1. **Rules NDJSON** (150–250 rule records)
   * Path: `spec/rules/<category>/<batch_id>.ndjson`
   * One JSON object per line, validated against `spec/schema/rule.schema.json`.

2. **Index deltas** for that category
   * `spec/indexes/keywords_<category>.json`
   * `spec/indexes/source_refs_<category>.json`
   * `spec/indexes/coverage_delta_<category>.json`

3. **Coverage notes** report
   * Short Markdown report describing enforcement split (lint/typeset/postrender/manual)
   * plus any known gaps or manual-only areas

## Batch naming

`<batch_id>` format:

* `v1_<category>_<nnn>` (e.g. `v1_punctuation_001`)

Batches are append-only:

* If rules need revision, mark old rule `deprecated`, add a new rule ID (or new version segment) and keep both records.

## Pointer scheme details

Pointer strings live in `source_refs[]` and are **not** quotes.

Preferred pointer format:

* `CMOS18 §<section> p<book_page>`
* `BRING §<section> p<book_page>`
* Optional disambiguation: `(scan p<pdf_page_index>)`

Example pattern (not a quote):

* `CMOS18 §6.1 p377 (scan p10)`

Notes:

* “book_page” uses the printed page number in the book when present (arabic or roman).
* “scan p” uses the PDF page index when printed page numbers are ambiguous.

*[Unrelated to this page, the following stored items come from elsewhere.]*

PR #1630, opened 2018-11-15
ZENKO-1337

ssalaues:
### Motivation and context

Fixes a silent issue where the docker tags need escape characters to properly build.

### DIFF
--- a/eve/main.yml
+++ b/eve/main.yml
@@ -281,9 +281,15 @@ stages:
           name: Build docker image
           command: >-
             docker build
+            --no-cache
             -t %(prop:docker_image_name)s
-            -t zenko/cloudserver:latest-%(prop:product_version)s
             .
+      - ShellCommand:
+          name: Tag images
+          command: |
+            docker tag %(prop:docker_image_name)s zenko/cloudserver:$TAG
+          env:
+            TAG: "latest-%(prop:product_version)s"
       - ShellCommand:
           name: Push image
           command: |


rahulreddy (approved):
Ok wow.

flavien-scality:
Good catch !
However, if that PR is not urgent, let me double check this with the masters @bertranddemiddelaer @tcarmet @Zempashi : I feel it weird to have to quote slashes inside strings. May be it's a "feature" in eve that we don't want ?

eve/main.yml
```diff
@@ -280,9 +280,9 @@ stages:
       - ShellCommand:
           name: Build docker image
           command: >-
-            docker build
-            -t %(prop:docker_image_name)s
-            -t zenko/cloudserver:latest-%(prop:product_version)s
+            docker build --no-cache
```
tcarmet: There's a funny thing here. You're using a worker of type `local` on this stage. This means (you guys already know) that the `ShellCommands` are executed on the same host as the buildbot/eve backends. Lucky you there's docker installed and everything is good to go for all the commands to work. But the thing is, knowing what's in there, I wouldn't recommend to do this anymore, there's so much custom scripts around the docker cli itself (which I'm trying to remove but that's another story) and if one day by any chance we decide to change things inside the backends like removing docker or this kind of stuff (won't happen but still) well in this case your stage will break.

What I would recommend here is execute this stage on worker of type `kube_pod` with docker cli installed and bind the docker socket. (the same way that we do for zenko or backbeat, if I remember well).
Now I know that's not a good solution in the long term, and I'll work on that.

As per the `--no-cache` I think it's good to leave it there, everybody have some cache layers of cloudserver hanging and their computer, it's good to have something that build it from scratch :smile:

eve/main.yml
```diff
@@ -280,9 +280,9 @@ stages:
...
+            -t "%(prop:docker_image_name)s"
+            -t "zenko\/cloudserver:latest-%(prop:product_version)s"
```
tcarmet: wow if we reached to this point, maybe it will be better to put those commands on a script/makefile?

tcarmet (commented):
Very sorry for the trouble this caused... and good catch! I think we need to improve the ease of docker builds inside the CI and provide a cleaner way for you guys!

Sorry for the long comment! :smile:

eve/main.yml
ssalaues: I think you're right, maybe the `kube_pod` would be a better approach and backbeat is already doing it this way. 

Thanks for the input!

ssalaues:
@bert-e wait

ssalaues:
@tcarmet I updated the PR with a simple fix that seems to work well. Let me know what you think

tcarmet (approved):
LGTM

A little note: I still think we should remove the docker build from the local worker BUT that's not the problem we're trying to fight here. And I think there's some work to be done on RELENG side so let's leave it that way :)

ssalaues:
@tcarmet Thanks yeah I wanted to keep it simple and have the quick win so this isn't stuck in limbo since I haven't had time to setup the switch over to the Kube worker and test.

ssalaues:
@bert-e approve

tcarmet:
@ssalaues yeah, I agree.

PR #1638, opened 2018-11-27
feat(PfsClient): add delete functionality

giacope:
This PR:
- Adds delete support for the PfsClient.
- Allows you to configure the PfsDaemon for ReadOnly mode.
- Deletes unnecessary and unused properties.

Depends on https://github.com/scality/Arsenal/pull/609.

### DIFF
--- a/lib/Config.js
+++ b/lib/Config.js
@@ -669,6 +669,8 @@ class Config extends EventEmitter {
             this.pfsDaemon.dataPath =
                 process.env.PFSD_MOUNT_PATH ?
                 process.env.PFSD_MOUNT_PATH : `${__dirname}/../localPfs`;
+            this.pfsDaemon.isReadOnly =
+                process.env.PFSD_READONLY === 'true';
         }
 
         if (config.metadataDaemon) {
--- a/lib/data/external/PfsClient.js
+++ b/lib/data/external/PfsClient.js
@@ -8,13 +8,8 @@ class PfsClient {
         const { host, port } = config.endpoint;
 
         this.clientType = 'pfs';
-        this.type = 'PFS';
-        this._bucketName = config.bucketName;
         this._bucketMatch = config.bucketMatch;
-        this._serverSideEncryption = config.serverSideEncryption;
         this._dataStoreName = config.dataStoreName;
-        this._supportsVersioning = config.supportsVersioning;
-        this._mountPath = config.mountPath;
         this._restClient = new arsenal.network.rest.RESTClient({
             host,
             port,
@@ -72,9 +67,16 @@ class PfsClient {
 
     delete(objectGetInfo, reqUids, callback) {
         const log = createLogger(reqUids);
-        logHelper(log, 'error', 'Not implemented', errors.NotImplemented,
+        const key = typeof objectGetInfo === 'string' ? objectGetInfo :
+            objectGetInfo.key;
+        this._restClient.delete(key, reqUids, err => {
+            if (err) {
+                logHelper(log, 'error', 'err from data backend', err,
                 this._dataStoreName, this.clientType);
-        return callback(errors.NotImplemented);
+                return callback(err);
+            }
+            return callback();
+        });
     }
 
     // TODO: Implement a healthcheck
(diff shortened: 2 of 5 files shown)


pfsserver.js
```diff
@@ -11,6 +11,7 @@ const pfsServer = new arsenal.network.rest.RESTServer({
         dataPath: config.pfsDaemon.dataPath,
         log: config.log,
         isPassthrough: true,
+        isReadOnly: true,
```
alexanderchan-scality:
```suggestion
        isReadOnly: config.pfsDaemon.isReadOnly,
```

lib/Config.js
```diff
@@ -662,6 +662,7 @@ class Config extends EventEmitter {
             this.pfsDaemon.dataPath =
                 process.env.PFSD_MOUNT_PATH ?
                 process.env.PFSD_MOUNT_PATH : `${__dirname}/../localPfs`;
+            this.pfsDaemon.isReadOnly = process.env.PFSD_READONLY || true;
```
jonathan-gramain: That would most likely not work as expected to allow writing, because `PFSD_READONLY` is a string coming straight from the environment, except maybe if an empty string it would be interpreted as truish.

To avoid the double-negation, i.e. asking the user to set a falsy env var to disable the read-only mode, I would recommend `PFSD_RDWR` or similar, so that the user can set it to any truish value, which is more common, i.e. enable write rather than disable no-write-allowed.

lib/data/external/PfsClient.js
```diff
@@ -72,9 +67,15 @@ class PfsClient {
 
     delete(objectGetInfo, reqUids, callback) {
         const log = createLogger(reqUids);
-        logHelper(log, 'error', 'Not implemented', errors.NotImplemented,
+        const key = objectGetInfo.key ? objectGetInfo.key : objectGetInfo;
```
jonathan-gramain: Can `objectGetInfo` be a string? In which case I think it has to be checked explicitly, e.g. with `typeof objectGetInfo === "string"` to avoid attempting to access a field in a string.

lib/Config.js
giacope: Oh yeah, my bad. It should probably check if the string === 'true' and set the default to false.

However, I prefer to stick with `PFSD_READONLY` to match Kubernetes' NFS Volume spec `readOnly` attribute, since it's connected to PFSD in the end.
And because we don't support writes other than a delete.

lib/data/external/PfsClient.js
giacope: Probably, since that's how the AzureClient's delete handles it. Just updated the code to check for that.

tmacro (approved):

lib/data/external/PfsClient.js
```diff
@@ -72,9 +67,16 @@ class PfsClient {
 
     delete(objectGetInfo, reqUids, callback) {
         const log = createLogger(reqUids);
-        logHelper(log, 'error', 'Not implemented', errors.NotImplemented,
+        const key = typeof objectGetInfo === 'string' ? objectGetInfo :
```
bennettbuchanan, line 70: If not a string, is `objectGetInfo` guaranteed to be an object?

bennettbuchanan (commented):
Nice, just one clarifying question.

lib/data/external/PfsClient.js
giacope: Well, it's javascript 😅, but it seems like it is. It's usually created by a `toObjectGetInfo()` function. Azure handles it exactly the same way -> https://github.com/scality/cloudserver/blob/development/8.1/lib/data/external/AzureClient.js#L226

bennettbuchanan: I see, LGTM. Just wanted to confirm that. 😄

bennettbuchanan (approved):

giacomoguiulfo:
@bert-e wait

rahulreddy (approved):

giacope:
@bert-e approve

PR #1642, opened 2018-12-03
Improvement/zenko 1045 ceph e2 e tests

tmacro:
## Description
Allow forcing path-style buckets, and http for AWS locations using the pre-existing `CI` environment variable.

### Motivation and context
Required for Ceph in Zenko's CI. At present there is no way for a backend to be added as AWS and to also use path-style bucket, and http if configured through Orbit (or in our case orbit-simulator). Currently, Barring running our own DNS server, or resorting to kube-dns hacks, we are forced to use path-style buckets for "mocked" backends in our CI. For https we would need either external access for ACME (LetsEncrypt), external hosted DNS with an API for ACMEv2 DNS challenges, or to add a self-signed cert to our cloudserver docker images.

### DIFF
--- a/lib/Config.js
+++ b/lib/Config.js
@@ -237,16 +237,23 @@ function locationConstraintAssert(locationConstraints) {
             assert(typeof details.credentials.secretKey === 'string',
                 'bad config: credentials must include secretKey as string');
         }
-        if (details.https !== undefined) {
+        if (process.env.CI === 'true') {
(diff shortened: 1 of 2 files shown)


rahulreddy (approved):

tmacro:
@bert-e approve

ssalaues (approved):

PR #1652, opened 2018-12-11
feature: ZENKO-733 Lifecycle non-versioned buckets

bennettbuchanan:
Lifecycle transitions requires fetching object metadata through the backbeat routes such that the replication of data can be performed. Transitions can occur on non-versioned buckets, so we do not want to return an `InvalidBucket` error in that case.

### DIFF
--- a/lib/api/bucketPutVersioning.js
+++ b/lib/api/bucketPutVersioning.js
@@ -14,6 +14,10 @@ const monitoring = require('../utilities/monitoringHandler');
 const externalVersioningErrorMessage = 'We do not currently support putting ' +
 'a versioned object to a location-constraint of type Azure or GCP.';
 
+const replicationVersioningErrorMessage = 'A replication configuration is ' +
+'present on this bucket, so you cannot change the versioning state. To ' +
+'change the versioning state, first delete the replication configuration.';
+
 /**
  * Format of xml request:
 
@@ -75,6 +79,18 @@ function _checkBackendVersioningImplemented(bucket) {
     return true;
 }
 
+function _isValidReplicationVersioning(result, bucket) {
+    if (result.VersioningConfiguration &&
+        result.VersioningConfiguration.Status) {
+        // Is there a replication configuration set on the bucket and is the
+        // user attempting to suspend versioning?
+        if (bucket.getReplicationConfiguration()) {
+            return result.VersioningConfiguration.Status[0] !== 'Suspended';
+        }
+    }
+    return true;
+}
+
 /**
  * Bucket Put Versioning - Create or update bucket Versioning
  * @param {AuthInfo} authInfo - Instance of AuthInfo class with requester's info
@@ -115,6 +131,15 @@ function bucketPutVersioning(authInfo, request, log, callback) {
                     error: errors.NotImplemented });
                 const error = errors.NotImplemented.customizeDescription(
                     externalVersioningErrorMessage);
+                return next(error, bucket);
+            }
+            if (!_isValidReplicationVersioning(result, bucket)) {
+                log.debug(replicationVersioningErrorMessage, {
+                    method: 'bucketPutVersioning',
+                    error: errors.InvalidBucketState,
+                });
+                const error = errors.InvalidBucketState
+                    .customizeDescription(replicationVersioningErrorMessage);
                 return next(error, bucket);
             }
             const versioningConfiguration = {};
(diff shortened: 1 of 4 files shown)


bennettbuchanan:
@bert-e wait

nicolas2bert (approved):

lib/routes/routeBackbeat.js
```diff
@@ -851,7 +851,11 @@ function routeBackbeat(clientIP, request, response, log) {
                 return backbeatRoutes[request.method][request.resourceType]
                     [request.query.operation](request, response, log, next);
             }
-            if (!bucketInfo.isNFS() && !bucketInfo.isVersioningEnabled()) {
+            const allowNonVersionedBucket =
```
jonathan-gramain: Do we enforce the versioning check later when real CRR is done? I think we should still make sure that we cannot CRR from a nonversioned bucket even if a transition policy is setup, which would mean that we would have to distinguish replication tasks triggered by either, and accept transition-triggered ones while refusing CRR-triggered ones. It seems to me this change, although correct, does not look sufficient to ensure this.

jonathan-gramain: If we already enforce this when a replication configuration is set, maybe we could as well remove this check altogether?

bennettbuchanan: I agree. We do enforce versioning when setting a replication config, but there is no check in case versioning is suspended later on. Ultimately, I think the best option is to remove this check and add a check for suspending versioning on buckets with a replication config enabled. That way we can ensure that any bucket with replication will meet this condition, and lifecycle operations can work regardless.

AWS does not allow suspending versioning on replication enabled buckets, so that would be a good compatibility improvement also.

tests/unit/api/bucketPutVersioning.js
```diff
@@ -29,9 +31,26 @@ const locConstraintNonVersioned =
...
+            '<Bucket>arn:aws:s3:::destination-bucket</Bucket>' +
+            '<StorageClass>us-east-2</StorageClass>' +
+        '</Destination>' +
+    '</Rule>' +
+'</ReplicationConfiguration>';
+
 const externalVersioningErrorMessage = 'We do not currently support putting ' +
 'a versioned object to a location-constraint of type Azure or GCP.';
 
+const replicationVersioningErrorMessage = 'A replication configuration is ' +
```
jonathan-gramain: It's ok to test an error message but I'm not a big fan as it makes it more clumsy to change the wording (have to change the test as well), I usually prefer to just check the error code or type.

lib/api/bucketPutVersioning.js
```diff
@@ -75,6 +79,16 @@ function _checkBackendVersioningImplemented(bucket) {
     return true;
 }
 
+function _isValidReplicationVersioning(result, bucket) {
+    const status = result.VersioningConfiguration.Status[0];
```
jonathan-gramain: Is it guaranteed here that `VersioningConfiguration` always exist in the result? Even if so I would rather check it to be sure.

tests/unit/api/bucketPutVersioning.js
bennettbuchanan: Ok, sounds good to me. I was following the pattern of this test file, but I think that's a good enough reason to change it up.

lib/api/bucketPutVersioning.js
```diff
@@ -80,11 +80,12 @@ function _checkBackendVersioningImplemented(bucket) {
 }
 
 function _isValidReplicationVersioning(result, bucket) {
-    const status = result.VersioningConfiguration.Status[0];
-    // Is there a replication configuration set on the bucket and the user is
-    // attempting to suspend versioning?
-    if (bucket.getReplicationConfiguration()) {
-        return status !== 'Suspended';
+    if (result.VersioningConfiguration.Status) {
```
jonathan-gramain: Don't you want to check `result.VersioningConfiguration` as well?

bennettbuchanan: I'm assuming it's safe because just after this the same condition is used. However, it's never really a good assumption to make in any case and I agree it's better to be safe as possible.

jonathan-gramain (approved):

dora-korpar (approved):

bennettbuchanan:
@bert-e approve

PR #1656, opened 2018-12-13
bugfix: ZENKO-1365 Orbit set https for RING+S3C

dora-korpar:
Add HTTPS support for RING+S3C endpoints added through Orbit.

## Recommended extraction order (high-impact first)

1. numbers
2. punctuation
3. citations
4. headings
5. tables
6. figures
7. links
8. code
9. layout (widows/orphans, keeps, overflow)
10. front/back matter
11. accessibility
12. i18n

Rationale:

* Numbers/punctuation/citations most directly affect correctness and consistency.
* Layout rules benefit from having structure and tokens in place.

## Enforcement mapping guidelines (honest labeling)

* `lint`: detectable from AST or text normalization (spacing, punctuation patterns, citation fields).
* `typeset`: enforced via CSS/tokens/paged-media decisions.
* `postrender`: requires layout inspection after rendering.
* `manual`: cannot be reliably automated; must include `tags: ["manual_checklist=true"]` and be emitted into checklist outputs.

If a concept spans multiple enforcement layers:

* Prefer splitting into two rules:
  * one lint rule (source cleanliness)
  * one postrender rule (layout outcome)
* Use `dependencies` to link them.

## “Degraded mode” considerations during extraction

For each category batch, include some rules that specifically target degraded inputs:

* hard-wrap repair suggestions
* heading inference warnings
* link sanitation and encoding fixes
* Unicode normalization notes

These rules should generally be `warn` or `should`, unless they prevent corruption (then `must`).